### [Problem description]
Only the lines containing the string "exact" are needed; copy all of them from the listing.

### [Records supplied]
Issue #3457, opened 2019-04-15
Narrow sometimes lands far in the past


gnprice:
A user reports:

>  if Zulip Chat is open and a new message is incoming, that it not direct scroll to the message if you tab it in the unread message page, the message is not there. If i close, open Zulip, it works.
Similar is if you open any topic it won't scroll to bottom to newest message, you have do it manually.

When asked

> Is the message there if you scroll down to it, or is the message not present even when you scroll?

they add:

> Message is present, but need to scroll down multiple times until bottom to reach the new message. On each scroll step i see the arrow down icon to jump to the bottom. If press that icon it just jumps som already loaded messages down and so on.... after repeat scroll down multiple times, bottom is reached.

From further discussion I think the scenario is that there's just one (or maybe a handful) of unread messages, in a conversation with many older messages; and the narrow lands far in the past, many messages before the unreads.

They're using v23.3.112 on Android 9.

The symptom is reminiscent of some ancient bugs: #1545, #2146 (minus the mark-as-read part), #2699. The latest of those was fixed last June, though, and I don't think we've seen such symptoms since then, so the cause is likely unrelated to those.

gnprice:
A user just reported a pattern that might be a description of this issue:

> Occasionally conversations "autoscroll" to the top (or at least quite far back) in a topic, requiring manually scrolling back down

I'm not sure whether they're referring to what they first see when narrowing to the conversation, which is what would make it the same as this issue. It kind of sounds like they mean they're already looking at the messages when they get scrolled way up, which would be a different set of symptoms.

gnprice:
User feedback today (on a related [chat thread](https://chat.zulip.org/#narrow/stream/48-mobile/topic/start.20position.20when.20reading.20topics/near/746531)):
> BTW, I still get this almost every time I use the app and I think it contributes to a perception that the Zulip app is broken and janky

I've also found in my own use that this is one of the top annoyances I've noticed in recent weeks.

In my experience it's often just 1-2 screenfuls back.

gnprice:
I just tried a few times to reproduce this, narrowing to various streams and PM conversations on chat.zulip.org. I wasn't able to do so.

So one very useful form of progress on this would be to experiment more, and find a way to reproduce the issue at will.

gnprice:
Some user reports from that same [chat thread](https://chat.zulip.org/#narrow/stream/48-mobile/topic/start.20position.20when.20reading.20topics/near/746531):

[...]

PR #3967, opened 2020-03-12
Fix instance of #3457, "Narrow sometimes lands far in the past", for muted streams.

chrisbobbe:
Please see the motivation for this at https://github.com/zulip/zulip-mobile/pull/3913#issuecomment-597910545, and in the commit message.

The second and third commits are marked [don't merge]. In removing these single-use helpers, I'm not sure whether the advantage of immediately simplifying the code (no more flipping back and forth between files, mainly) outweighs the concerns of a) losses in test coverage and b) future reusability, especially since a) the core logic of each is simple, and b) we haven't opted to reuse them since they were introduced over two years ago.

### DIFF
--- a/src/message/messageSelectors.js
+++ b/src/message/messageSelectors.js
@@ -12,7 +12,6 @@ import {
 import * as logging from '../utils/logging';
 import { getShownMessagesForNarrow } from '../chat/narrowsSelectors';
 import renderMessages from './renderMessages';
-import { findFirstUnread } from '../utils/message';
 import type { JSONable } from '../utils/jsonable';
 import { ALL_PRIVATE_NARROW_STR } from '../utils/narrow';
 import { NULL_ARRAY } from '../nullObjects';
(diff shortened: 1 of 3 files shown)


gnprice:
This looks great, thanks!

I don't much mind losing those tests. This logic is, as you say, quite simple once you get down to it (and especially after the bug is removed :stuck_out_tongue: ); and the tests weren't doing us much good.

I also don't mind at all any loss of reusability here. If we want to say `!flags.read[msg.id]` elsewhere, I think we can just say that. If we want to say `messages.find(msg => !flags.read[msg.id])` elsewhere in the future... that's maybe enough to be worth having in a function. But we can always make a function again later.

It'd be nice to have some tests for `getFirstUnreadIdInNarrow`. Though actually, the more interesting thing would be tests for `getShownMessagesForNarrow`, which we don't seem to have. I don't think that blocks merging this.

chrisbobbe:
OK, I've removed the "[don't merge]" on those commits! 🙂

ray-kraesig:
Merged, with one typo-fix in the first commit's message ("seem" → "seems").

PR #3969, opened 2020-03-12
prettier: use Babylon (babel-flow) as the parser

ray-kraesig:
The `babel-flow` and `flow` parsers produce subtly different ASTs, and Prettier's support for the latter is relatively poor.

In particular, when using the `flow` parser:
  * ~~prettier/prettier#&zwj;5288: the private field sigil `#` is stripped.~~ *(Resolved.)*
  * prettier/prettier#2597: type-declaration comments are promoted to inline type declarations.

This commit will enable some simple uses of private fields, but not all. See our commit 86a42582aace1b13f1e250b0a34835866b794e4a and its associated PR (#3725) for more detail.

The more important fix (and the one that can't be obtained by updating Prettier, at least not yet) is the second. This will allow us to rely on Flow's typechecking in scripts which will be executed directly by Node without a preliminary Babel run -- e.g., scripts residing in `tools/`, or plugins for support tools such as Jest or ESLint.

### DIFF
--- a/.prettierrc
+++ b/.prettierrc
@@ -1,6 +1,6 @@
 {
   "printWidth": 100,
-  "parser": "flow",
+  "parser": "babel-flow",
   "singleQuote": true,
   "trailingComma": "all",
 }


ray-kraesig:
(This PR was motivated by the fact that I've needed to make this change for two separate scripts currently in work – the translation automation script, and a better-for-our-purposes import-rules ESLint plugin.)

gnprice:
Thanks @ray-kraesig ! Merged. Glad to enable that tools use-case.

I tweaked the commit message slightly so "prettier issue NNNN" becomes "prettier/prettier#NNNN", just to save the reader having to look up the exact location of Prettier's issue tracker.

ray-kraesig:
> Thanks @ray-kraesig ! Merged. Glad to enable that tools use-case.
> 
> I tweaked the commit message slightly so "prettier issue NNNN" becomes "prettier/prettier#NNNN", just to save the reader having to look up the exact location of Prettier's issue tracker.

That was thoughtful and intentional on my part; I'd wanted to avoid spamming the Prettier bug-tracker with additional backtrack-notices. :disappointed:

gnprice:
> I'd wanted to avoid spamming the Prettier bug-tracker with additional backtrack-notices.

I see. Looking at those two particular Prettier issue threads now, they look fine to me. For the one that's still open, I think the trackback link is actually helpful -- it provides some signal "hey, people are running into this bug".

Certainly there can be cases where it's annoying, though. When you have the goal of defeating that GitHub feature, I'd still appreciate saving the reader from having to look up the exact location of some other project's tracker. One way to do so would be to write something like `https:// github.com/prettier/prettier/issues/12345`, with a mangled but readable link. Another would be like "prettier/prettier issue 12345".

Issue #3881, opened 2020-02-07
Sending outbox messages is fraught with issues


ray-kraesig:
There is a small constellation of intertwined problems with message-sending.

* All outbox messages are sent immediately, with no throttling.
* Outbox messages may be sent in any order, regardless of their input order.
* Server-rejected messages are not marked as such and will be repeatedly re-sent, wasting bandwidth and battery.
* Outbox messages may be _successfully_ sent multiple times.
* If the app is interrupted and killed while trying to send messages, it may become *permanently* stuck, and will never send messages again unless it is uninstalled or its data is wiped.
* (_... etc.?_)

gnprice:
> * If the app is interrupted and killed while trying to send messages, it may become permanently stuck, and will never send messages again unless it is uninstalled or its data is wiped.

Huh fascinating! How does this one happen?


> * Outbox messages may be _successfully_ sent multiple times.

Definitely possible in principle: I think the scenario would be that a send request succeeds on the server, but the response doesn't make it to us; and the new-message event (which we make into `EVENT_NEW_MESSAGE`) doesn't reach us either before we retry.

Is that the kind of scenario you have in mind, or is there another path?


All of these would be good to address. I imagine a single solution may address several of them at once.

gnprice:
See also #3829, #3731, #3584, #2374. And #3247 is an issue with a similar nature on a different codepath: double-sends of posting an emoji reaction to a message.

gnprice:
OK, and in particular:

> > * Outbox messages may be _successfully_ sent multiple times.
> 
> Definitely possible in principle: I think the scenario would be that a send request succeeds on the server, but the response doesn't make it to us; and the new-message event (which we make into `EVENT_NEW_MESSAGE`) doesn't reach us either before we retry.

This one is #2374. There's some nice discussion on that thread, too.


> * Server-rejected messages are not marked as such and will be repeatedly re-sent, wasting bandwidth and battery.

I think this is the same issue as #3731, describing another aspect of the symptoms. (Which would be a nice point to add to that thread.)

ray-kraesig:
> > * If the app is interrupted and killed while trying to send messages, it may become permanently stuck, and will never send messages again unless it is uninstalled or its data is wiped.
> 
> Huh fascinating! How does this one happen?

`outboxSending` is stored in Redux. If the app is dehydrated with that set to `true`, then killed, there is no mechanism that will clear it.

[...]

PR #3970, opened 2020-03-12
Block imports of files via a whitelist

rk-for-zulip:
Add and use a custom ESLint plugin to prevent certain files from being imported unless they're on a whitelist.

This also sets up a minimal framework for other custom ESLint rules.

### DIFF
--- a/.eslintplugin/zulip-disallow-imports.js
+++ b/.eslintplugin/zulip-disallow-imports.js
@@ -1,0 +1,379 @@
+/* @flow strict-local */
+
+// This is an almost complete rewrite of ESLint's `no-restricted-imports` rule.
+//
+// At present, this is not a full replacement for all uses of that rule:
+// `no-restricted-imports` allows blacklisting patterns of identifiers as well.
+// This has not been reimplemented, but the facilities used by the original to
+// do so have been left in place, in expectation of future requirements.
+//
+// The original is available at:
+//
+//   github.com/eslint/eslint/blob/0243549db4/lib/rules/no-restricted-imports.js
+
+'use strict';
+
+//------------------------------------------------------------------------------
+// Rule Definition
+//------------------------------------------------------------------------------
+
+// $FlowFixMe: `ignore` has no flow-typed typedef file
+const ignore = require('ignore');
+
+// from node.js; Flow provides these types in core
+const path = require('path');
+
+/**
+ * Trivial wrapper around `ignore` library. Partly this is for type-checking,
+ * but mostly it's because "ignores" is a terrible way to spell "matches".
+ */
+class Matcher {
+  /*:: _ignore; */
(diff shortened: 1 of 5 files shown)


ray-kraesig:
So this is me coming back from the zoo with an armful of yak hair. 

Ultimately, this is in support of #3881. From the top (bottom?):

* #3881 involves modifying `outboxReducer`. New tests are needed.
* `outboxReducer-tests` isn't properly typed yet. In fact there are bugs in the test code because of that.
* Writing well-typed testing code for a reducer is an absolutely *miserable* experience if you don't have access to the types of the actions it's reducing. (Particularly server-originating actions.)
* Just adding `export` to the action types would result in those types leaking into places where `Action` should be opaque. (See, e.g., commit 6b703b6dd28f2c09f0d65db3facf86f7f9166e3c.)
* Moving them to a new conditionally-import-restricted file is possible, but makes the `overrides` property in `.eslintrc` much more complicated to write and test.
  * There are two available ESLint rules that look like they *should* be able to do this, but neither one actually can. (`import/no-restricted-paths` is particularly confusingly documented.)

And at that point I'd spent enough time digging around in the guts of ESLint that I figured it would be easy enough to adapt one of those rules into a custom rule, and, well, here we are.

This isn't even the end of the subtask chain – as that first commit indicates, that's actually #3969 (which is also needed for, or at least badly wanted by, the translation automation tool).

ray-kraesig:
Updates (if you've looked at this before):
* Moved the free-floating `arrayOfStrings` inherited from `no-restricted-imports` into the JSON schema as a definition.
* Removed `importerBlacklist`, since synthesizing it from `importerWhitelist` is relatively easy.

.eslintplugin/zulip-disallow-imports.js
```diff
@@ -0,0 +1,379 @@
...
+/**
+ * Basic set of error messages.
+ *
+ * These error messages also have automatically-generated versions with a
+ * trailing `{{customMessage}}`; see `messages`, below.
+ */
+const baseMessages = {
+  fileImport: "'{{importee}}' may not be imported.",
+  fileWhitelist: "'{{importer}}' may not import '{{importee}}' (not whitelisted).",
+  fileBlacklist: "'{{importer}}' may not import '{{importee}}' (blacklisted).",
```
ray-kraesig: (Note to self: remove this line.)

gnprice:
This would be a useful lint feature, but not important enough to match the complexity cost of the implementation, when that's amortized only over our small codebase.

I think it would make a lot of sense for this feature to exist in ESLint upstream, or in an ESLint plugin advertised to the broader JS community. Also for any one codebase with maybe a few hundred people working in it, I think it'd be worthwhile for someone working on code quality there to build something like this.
==
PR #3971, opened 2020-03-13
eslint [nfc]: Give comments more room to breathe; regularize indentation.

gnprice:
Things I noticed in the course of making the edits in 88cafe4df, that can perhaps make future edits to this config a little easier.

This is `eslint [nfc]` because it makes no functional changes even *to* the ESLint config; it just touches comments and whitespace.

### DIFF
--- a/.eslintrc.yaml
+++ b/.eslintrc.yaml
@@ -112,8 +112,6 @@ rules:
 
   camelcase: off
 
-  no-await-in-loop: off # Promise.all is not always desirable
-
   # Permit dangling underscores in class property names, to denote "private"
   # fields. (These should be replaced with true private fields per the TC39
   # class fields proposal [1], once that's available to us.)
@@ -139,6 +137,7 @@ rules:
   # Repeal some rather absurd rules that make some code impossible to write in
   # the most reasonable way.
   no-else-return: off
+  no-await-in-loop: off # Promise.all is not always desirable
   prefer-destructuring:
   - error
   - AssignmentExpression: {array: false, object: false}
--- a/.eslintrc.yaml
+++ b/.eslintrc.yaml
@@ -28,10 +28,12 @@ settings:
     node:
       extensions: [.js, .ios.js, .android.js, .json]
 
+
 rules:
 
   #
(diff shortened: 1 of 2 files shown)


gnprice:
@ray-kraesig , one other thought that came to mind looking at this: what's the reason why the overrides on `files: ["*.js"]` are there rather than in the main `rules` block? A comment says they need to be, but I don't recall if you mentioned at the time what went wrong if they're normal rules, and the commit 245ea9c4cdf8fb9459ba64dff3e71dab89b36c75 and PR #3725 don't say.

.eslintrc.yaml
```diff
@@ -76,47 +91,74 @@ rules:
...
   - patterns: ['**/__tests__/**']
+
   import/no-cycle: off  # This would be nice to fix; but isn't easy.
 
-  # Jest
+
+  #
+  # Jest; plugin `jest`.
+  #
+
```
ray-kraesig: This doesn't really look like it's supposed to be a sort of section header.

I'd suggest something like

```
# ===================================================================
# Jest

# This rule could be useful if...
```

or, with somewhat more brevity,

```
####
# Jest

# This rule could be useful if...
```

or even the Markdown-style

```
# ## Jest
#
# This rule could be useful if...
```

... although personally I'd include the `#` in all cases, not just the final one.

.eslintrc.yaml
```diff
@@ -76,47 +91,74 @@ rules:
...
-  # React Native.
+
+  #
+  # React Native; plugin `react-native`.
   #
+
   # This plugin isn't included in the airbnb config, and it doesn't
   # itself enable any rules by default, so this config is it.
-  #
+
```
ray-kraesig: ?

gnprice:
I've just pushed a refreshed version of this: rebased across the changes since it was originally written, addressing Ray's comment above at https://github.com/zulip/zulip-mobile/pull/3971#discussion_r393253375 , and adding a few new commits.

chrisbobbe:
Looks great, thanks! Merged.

### [Written answer]
I tweaked the commit message slightly so "prettier issue NNNN" becomes "prettier/prettier#NNNN", just to save the reader having to look up the exact location of Prettier's issue tracker.
> I tweaked the commit message slightly so "prettier issue NNNN" becomes "prettier/prettier#NNNN", just to save the reader having to look up the exact location of Prettier's issue tracker.
Certainly there can be cases where it's annoying, though. When you have the goal of defeating that GitHub feature, I'd still appreciate saving the reader from having to look up the exact location of some other project's tracker. One way to do so would be to write something like `https:// github.com/prettier/prettier/issues/12345`, with a mangled but readable link. Another would be like "prettier/prettier issue 12345".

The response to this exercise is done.